## TASK DIRECTIONS
Copy out the entries below exactly as they stand, but only from the line containing "This means that" through the line containing "This is not".

## AVAILABLE RECORDS
=== Section Start ===
PR #12373, opened 2026-03-31
BaseTools: Only Override FAMILY with TOOLCHAIN per BuildOptions Section

os-d:
# Description

Currently, all BuildOptions sections from all sources are merged together and then precedence is determined by choosing TOOLCHAIN matches over FAMILY matches and all FAMILY options are ignored.

This means that including a dsc.inc with a BuildOptions section that specifies a TOOLCHAIN instead of FAMILY will break a DSC that specifies by FAMILY.

This fixes this behavior by evaluating precedence rules per BuildOptions section, not on the combined section.

This is not an issue in INFs because they do not allow including other files.

Note: This change does not change the semantics that if multiple BuildOptions sections exist within a given DSC, DSC.inc, or INF, they will get merged and the precedence rules will take affect. This only helps the precedence to be done correctly within a given file before merging with another file.

An example of the pattern that was broken before this change:

```inf
# Some.dsc.inc

[BuildOptions]
  CLANGPDB:*_*_*_CC_FLAGS = -D SOMETHING
```

```inf
# Platform.dsc

!include Some.dsc.inc

...

[BuildOptions]
  GCC:*_*_*_CC_FLAGS = -D SOMETHING_ELSE
```

The merged build option precedence taking caused the `Platform.dsc` option to be dropped only `-D SOMETHING` gets applied. After this change, both `-D SOMETHING and -D SOMETHING_ELSE` are added to the `CC_FLAGS`.

- [ ] Breaking change?
- [ ] Impacts security?
- [ ] Includes tests?

## How This Was Tested

Tested with various versions of BuildOptions in MdeLibs.dsc.inc using `CLANGPDB:` vs `GCC:` in OVMF DSCs. I also tested having the below:

```inf
!if $(TOOL_CHAIN_TAG) == CLANGPDB
  [BuildOptions]
    CLANGPDB:*_*_*_CC_FLAGS = -D SOMETHING
!endif
```

 The failures observed before these changes are not observed after. The conditional inclusion of the build options section works; however as noted above if this is in a file that has another BuildOptions section, the two will get merged together.

I am not a BaseTools nor Python expert, so additional testing would be greatly appreciated on this. There are a lot of corner cases that I easily could have missed testing.

## Integration Instructions

N/A. It is possible this fixes some issues or uncovers some hidden incompatibilities, but should match the original author intent now.

### DIFF
--- a/BaseTools/Source/Python/AutoGen/PlatformAutoGen.py
+++ b/BaseTools/Source/Python/AutoGen/PlatformAutoGen.py
@@ -12,7 +12,7 @@ from __future__ import print_function
 from __future__ import absolute_import
 import os.path as path
 import copy
-from collections import defaultdict
+from collections import defaultdict, OrderedDict
 
 from .BuildEngine import BuildRule,gDefaultBuildRuleFile,AutoGenReqBuildRuleVerNum
 from .GenVar import VariableMgr, var_info
@@ -984,15 +984,15 @@ class PlatformAutoGen(AutoGen):
     ## Return the build options specific for all modules in this platform
     @cached_property
     def BuildOption(self):
-        return self._ExpandBuildOption(self.Platform.BuildOptions)
+        return self._ExpandGroupedBuildOption(self.Platform.BuildOptions)
 
     def _BuildOptionWithToolDef(self, ToolDef):
-        return self._ExpandBuildOption(self.Platform.BuildOptions, ToolDef=ToolDef)
+        return self._ExpandGroupedBuildOption(self.Platform.BuildOptions, ToolDef=ToolDef)
 
     ## Return the build options specific for EDKII modules in this platform
     @cached_property
     def EdkIIBuildOption(self):
-        return self._ExpandBuildOption(self.Platform.BuildOptions, EDKII_NAME)
+        return self._ExpandGroupedBuildOption(self.Platform.BuildOptions, EDKII_NAME)
 
     ## Parse build_rule.txt in Conf Directory.
     #
@@ -1445,6 +1445,36 @@ class PlatformAutoGen(AutoGen):
                 for guid,mpath in Guid_Path:
                     retVal[(name,mpath)] = '%s_%s' % (name,guid)
         return retVal
+
+    ## Expand build options from grouped sections independently.
+    #
+    #  The BUILDRULEFAMILY vs FAMILY matching in _ExpandBuildOption is
+    #  designed so that within a single [BuildOptions] section,
+    #  BUILDRULEFAMILY takes precedence over FAMILY. When multiple
+    #  [BuildOptions] sections are merged (e.g. from !include files),
+    #  each section must be evaluated independently to avoid a
+    #  BUILDRULEFAMILY match in one section suppressing FAMILY matches
+    #  in another.
+    #
+    def _ExpandGroupedBuildOption(self, OptionGroups, ModuleStyle=None, ToolDef=None):
+        Merged = {}
+        for Options in OptionGroups:
+            # Pass a copy since _ExpandBuildOption may mutate the dictionary
+            Result = self._ExpandBuildOption(OrderedDict(Options), ModuleStyle, ToolDef)
+            for Tool in Result:
+                if Tool not in Merged:
+                    Merged[Tool] = {}
+                for Attr in Result[Tool]:
+                    Value = Result[Tool][Attr]
+                    if Attr != "FLAGS" or Attr not in Merged[Tool] or Value.startswith('='):
+                        Merged[Tool][Attr] = Value
+                    else:
+                        if Attr != 'PATH':
+                            Merged[Tool][Attr] += " " + Value
+                        else:
+                            Merged[Tool][Attr] = Value
+        return Merged
+
     ## Expand * in build option key
     #
     #   @param  Options     Options to be expanded
--- a/BaseTools/Source/Python/GenFds/GenFdsGlobalVariable.py
+++ b/BaseTools/Source/Python/GenFds/GenFdsGlobalVariable.py
@@ -950,12 +950,17 @@ def FindExtendTool(KeyStringList, CurrentArchList, NameGuid):
         MatchItem = None
         MatchPathItem = None
         MatchOptionsItem = None
+        # Flatten grouped BuildOptions into a single dict for key lookup
+        FlatBuildOptions = {}
         for KeyString in KeyStringList:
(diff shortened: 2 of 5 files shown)


os-d:
@mdkinney this fixed the issue I discovered in the CLANGPB stack check lib PR. Can you help give this a close look and any additional testing you have bandwidth for?

It fixes the scenarios I encountered, but I'm not confident enough in my knowledge of the BaseTools architecture that it completely covers all cases that could be hit.

As I noted in the description, what it does not fix is if you have multiple BuildOptions sections within a given file. The precedence will still be on the merged group. But it no longer overrides precedence across files, which is the more common case and dangerous.

mdkinney:
> @mdkinney this fixed the issue I discovered in the CLANGPB stack check lib PR. Can you help give this a close look and any additional testing you have bandwidth for?
> 
> It fixes the scenarios I encountered, but I'm not confident enough in my knowledge of the BaseTools architecture that it completely covers all cases that could be hit.
> 
> As I noted in the description, what it does not fix is if you have multiple BuildOptions sections within a given file. The precedence will still be on the merged group. But it no longer overrides precedence across files, which is the more common case and dangerous.

@osd This breaks the EDK II Build Spec rules. I think BaseTools should provide consistent behavior no matter if there are multiple [BuildOptions] sections in one file or across included files.  DSC includes and changing include boundaries must never change behavior of a build.

os-d:
> > @mdkinney this fixed the issue I discovered in the CLANGPB stack check lib PR. Can you help give this a close look and any additional testing you have bandwidth for?
> > It fixes the scenarios I encountered, but I'm not confident enough in my knowledge of the BaseTools architecture that it completely covers all cases that could be hit.
> > As I noted in the description, what it does not fix is if you have multiple BuildOptions sections within a given file. The precedence will still be on the merged group. But it no longer overrides precedence across files, which is the more common case and dangerous.
> 
> @osd This breaks the EDK II Build Spec rules. I think BaseTools should provide consistent behavior no matter if there are multiple [BuildOptions] sections in one file or across included files. DSC includes and changing include boundaries must never change behavior of a build.

Sure. Right now BaseTools is breaking the EDK II Build Spec rules, though. Because DSC includes and changing include boundaries will change the behavior of a build.

This change fixes one of those cases, not both. I'll take a look at what it would take to fix the second case as well. I may have thought of a way to handle it, because the record does contain LineNo, so maybe I can have distinct IDs for that. Let me test.

os-d:
@mdkinney I did fix the second issue as well, where precedence is evaluated per BuildOptions section in a given DSC/dsc.inc before they are merged.

However, I took a look at the DSC spec (and also the INF spec to see if the same issue was present there; it doesn't have includes, but can have multiple BuildOption sections). Both of these specs explicitly say that all BuildOptions sections will be merged.

[INF Spec 1.27](https://tianocore-docs.github.io/edk2-InfSpecification/release-1.27/edk2-InfSpecification-release-1.27.pdf), see section 3.1 General Rules:

image

[DSC Spec 1.28](https://tianocore-docs.github.io/edk2-DscSpecification/release-1.28/edk2-DscSpecification-release-1.28.pdf) see section 2.2.1 Section Entries:

image

So to change this behavior, perhaps we need INF/DSC spec updates? I don't think the current behavior is intentional or intuitive. But as it currently reads, the specs seem to envision that all sections (implicitly indicating this for included dsc files) are merged and that any precedence would be applied to a merged section.

However, I also don't see anywhere in the DSC spec that defines using anything other than a FAMILY for the part before the `:` in a BuildOption section:

image

And I don't see anything then about precedence of a BUILDRULEFAMILY (or TOOLCHAIN) over a FAMILY here. So I think in general BaseTools has moved beyond the DSC spec; clearly edk2 has taken dependence on this behavior. Perhaps I am missing where this is documented.

The only thing mentioning precedence for BuildOptions is:

image

Which doesn't envision a matching line not being taken.

I also took a look through the main EDK II Build spec and didn't see anything defining the precedence or using anything other than a FAMILY there.

So, what do you want to do here? I would propose we move forward with these changes that fix the current non-intuitive behavior that is breaking platforms. We can update the specs to reflect the current state of edk2 afterwards, since they are already out of date. I can take a look at what it would take for the INF parser to also support this, presumably it would be similar, though I don't know if it collects the same data as the DSC parser.

I have pushed up the changes that fix the two current issues in the DSC parser, so you can take a look if you want. I tested a variety of other scenarios like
=== Section End ===
## YOUR RESPONSE
This means that including a dsc.inc with a BuildOptions section that specifies a TOOLCHAIN instead of FAMILY will break a DSC that specifies by FAMILY.

This fixes this behavior by evaluating precedence rules per BuildOptions section, not on the combined section.

This is not an issue in INFs because they do not allow including other files.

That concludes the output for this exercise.